*ASSIGNMENT:* Without skipping anything, transcribe the listing that follows.

*WORKING DATA:*
»»

PR #67, opened 2022-07-22
[Bugfix]Fix memory leak & Improve buffer management

summaryzb:
the behavior of buffer management and memory allocate
1.when adding a huge record to a partition where the buffer is not initialized, we only allocate `bufferSegmentSize` memory, however  release the real huge size memory after the buffer is sent
2.byte array will be fully used as possible to save memory

fix memory leak & improve buffer management

no

pass testing

### DIFF
--- a/client-spark/common/src/main/java/org/apache/spark/shuffle/writer/WriteBufferManager.java
+++ b/client-spark/common/src/main/java/org/apache/spark/shuffle/writer/WriteBufferManager.java
@@ -117,29 +117,16 @@ public class WriteBufferManager extends MemoryConsumer {
       return null;
     }
     List<ShuffleBlockInfo> result = Lists.newArrayList();
-    if (buffers.containsKey(partitionId)) {
-      WriterBuffer wb = buffers.get(partitionId);
-      if (wb.askForMemory(serializedDataLength)) {
-        if (serializedDataLength > bufferSegmentSize) {
-          requestMemory(serializedDataLength);
-        } else {
-          requestMemory(bufferSegmentSize);
-        }
-      }
-      wb.addRecord(serializedData, serializedDataLength);
-      if (wb.getMemoryUsed() > bufferSize) {
-        result.add(createShuffleBlock(partitionId, wb));
-        copyTime += wb.getCopyTime();
-        buffers.remove(partitionId);
-        LOG.debug("Single buffer is full for shuffleId[" + shuffleId
-            + "] partition[" + partitionId + "] with memoryUsed[" + wb.getMemoryUsed()
-            + "], dataLength[" + wb.getDataLength() + "]");
-      }
-    } else {
-      requestMemory(bufferSegmentSize);
-      WriterBuffer wb = new WriterBuffer(bufferSegmentSize);
-      wb.addRecord(serializedData, serializedDataLength);
-      buffers.put(partitionId, wb);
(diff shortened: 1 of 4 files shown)


client-spark/common/src/main/java/org/apache/spark/shuffle/writer/WriteBufferManager.java
```diff
@@ -117,29 +117,16 @@ public List<ShuffleBlockInfo> addRecord(int partitionId, Object key, Object valu
...
-        copyTime += wb.getCopyTime();
-        buffers.remove(partitionId);
-        LOG.debug("Single buffer is full for shuffleId[" + shuffleId
-            + "] partition[" + partitionId + "] with memoryUsed[" + wb.getMemoryUsed()
-            + "], dataLength[" + wb.getDataLength() + "]");
-      }
-    } else {
-      requestMemory(bufferSegmentSize);
-      WriterBuffer wb = new WriterBuffer(bufferSegmentSize);
-      wb.addRecord(serializedData, serializedDataLength);
```
colinmjj, line 141: For memory leak, how about:
```
int bufferSize = bufferSegmentSize
if (serializedDataLength > bufferSize) {
  bufferSize = serializedDataLength
}
requestMemory(bufferSize);
WriterBuffer wb = new WriterBuffer(bufferSize);
..........
..........
```

colinmjj:
@summaryzb can you describe more detail about how to save memory for buffer management?

jerqi:
If this is a bug fix, Could we add some cases ?

jerqi:
@summaryzb Do you want to continue pr?

client-spark/common/src/main/java/org/apache/spark/shuffle/writer/WriteBufferManager.java
summaryzb: it's almost the same as my implementation,  however if we use `serializedDataLength` as the construct parameter of `WriterBuffer`, the following record added to this partition will compare length with the first record `serializedDataLength`, that's not a elegant way

summaryzb:
> @summaryzb can you describe more detail about how to save memory for buffer management? And I prefer to split this PR into 2 PRs for 'Bug fix' and 'Improvement'

previously, we add `WrappedBuffer` to `buffers` in `WriterBuffer` class, but the byte[] in `WrappedBuffer` is not fully used.
for example, the length of every record is 2k,  every time we add a record, we create a buffer with 3k length by default and wrap the previous buffer as `WrappedBuffer` which resulting in wasting 1k memory in every `WrappedBuffer`.

summaryzb:
> @summaryzb Do you want to continue pr?

yeah I'll move on this pr, sorry for reply not in time

summaryzb:
> If this is a bug fix, Could we add some cases ?

follow this suggesting

summaryzb:
> @summaryzb can you describe more detail about how to save memory for buffer management? And I prefer to split this PR into 2 PRs for 'Bug fix' and 'Improvement'

follow this suggesting, 'Bug fix' and 'Improvement' is on the way

summaryzb:
fix memory leak:https://github.com/apache/incubator-uniffle/pull/145

summaryzb:
> fix memory leak:#145

I'll post the improvement pr after this pr merged

summaryzb:
Improvement of writer buffer to save memory:https://github.com/apache/incubator-uniffle/pull/157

««

*SOLUTION FOR THIS TASK:*
PR #67, opened 2022-07-22
[Bugfix]Fix memory leak & Improve buffer management

summaryzb:
the behavior of buffer management and memory allocate
1.when adding a huge record to a partition where the buffer is not initialized, we only allocate `bufferSegmentSize` memory, however  release the real huge size memory after the buffer is sent
2.byte array will be fully used as possible to save memory

fix memory leak & improve buffer management

no

pass testing

### DIFF
--- a/client-spark/common/src/main/java/org/apache/spark/shuffle/writer/WriteBufferManager.java
+++ b/client-spark/common/src/main/java/org/apache/spark/shuffle/writer/WriteBufferManager.java
@@ -117,29 +117,16 @@ public class WriteBufferManager extends MemoryConsumer {
       return null;
     }
     List<ShuffleBlockInfo> result = Lists.newArrayList();
-    if (buffers.containsKey(partitionId)) {
-      WriterBuffer wb = buffers.get(partitionId);
-      if (wb.askForMemory(serializedDataLength)) {
-        if (serializedDataLength > bufferSegmentSize) {
-          requestMemory(serializedDataLength);
-        } else {
-          requestMemory(bufferSegmentSize);
-        }
-      }
-      wb.addRecord(serializedData, serializedDataLength);
-      if (wb.getMemoryUsed() > bufferSize) {
-        result.add(createShuffleBlock(partitionId, wb));
-        copyTime += wb.getCopyTime();
-        buffers.remove(partitionId);
-        LOG.debug("Single buffer is full for shuffleId[" + shuffleId
-            + "] partition[" + partitionId + "] with memoryUsed[" + wb.getMemoryUsed()
-            + "], dataLength[" + wb.getDataLength() + "]");
-      }
-    } else {
-      requestMemory(bufferSegmentSize);
-      WriterBuffer wb = new WriterBuffer(bufferSegmentSize);
-      wb.addRecord(serializedData, serializedDataLength);
-      buffers.put(partitionId, wb);
(diff shortened: 1 of 4 files shown)


client-spark/common/src/main/java/org/apache/spark/shuffle/writer/WriteBufferManager.java
```diff
@@ -117,29 +117,16 @@ public List<ShuffleBlockInfo> addRecord(int partitionId, Object key, Object valu
...
-        copyTime += wb.getCopyTime();
-        buffers.remove(partitionId);
-        LOG.debug("Single buffer is full for shuffleId[" + shuffleId
-            + "] partition[" + partitionId + "] with memoryUsed[" + wb.getMemoryUsed()
-            + "], dataLength[" + wb.getDataLength() + "]");
-      }
-    } else {
-      requestMemory(bufferSegmentSize);
-      WriterBuffer wb = new WriterBuffer(bufferSegmentSize);
-      wb.addRecord(serializedData, serializedDataLength);
```
colinmjj, line 141: For memory leak, how about:
```
int bufferSize = bufferSegmentSize
if (serializedDataLength > bufferSize) {
  bufferSize = serializedDataLength
}
requestMemory(bufferSize);
WriterBuffer wb = new WriterBuffer(bufferSize);
..........
..........
```

colinmjj:
@summaryzb can you describe more detail about how to save memory for buffer management?

jerqi:
If this is a bug fix, Could we add some cases ?

jerqi:
@summaryzb Do you want to continue pr?

client-spark/common/src/main/java/org/apache/spark/shuffle/writer/WriteBufferManager.java
summaryzb: it's almost the same as my implementation,  however if we use `serializedDataLength` as the construct parameter of `WriterBuffer`, the following record added to this partition will compare length with the first record `serializedDataLength`, that's not a elegant way

summaryzb:
> @summaryzb can you describe more detail about how to save memory for buffer management? And I prefer to split this PR into 2 PRs for 'Bug fix' and 'Improvement'

previously, we add `WrappedBuffer` to `buffers` in `WriterBuffer` class, but the byte[] in `WrappedBuffer` is not fully used.
for example, the length of every record is 2k,  every time we add a record, we create a buffer with 3k length by default and wrap the previous buffer as `WrappedBuffer` which resulting in wasting 1k memory in every `WrappedBuffer`.

summaryzb:
> @summaryzb Do you want to continue pr?

yeah I'll move on this pr, sorry for reply not in time

summaryzb:
> If this is a bug fix, Could we add some cases ?

follow this suggesting

summaryzb:
> @summaryzb can you describe more detail about how to save memory for buffer management? And I prefer to split this PR into 2 PRs for 'Bug fix' and 'Improvement'

follow this suggesting, 'Bug fix' and 'Improvement' is on the way

summaryzb:
fix memory leak:https://github.com/apache/incubator-uniffle/pull/145

summaryzb:
> fix memory leak:#145

I'll post the improvement pr after this pr merged

summaryzb:
Improvement of writer buffer to save memory:https://github.com/apache/incubator-uniffle/pull/157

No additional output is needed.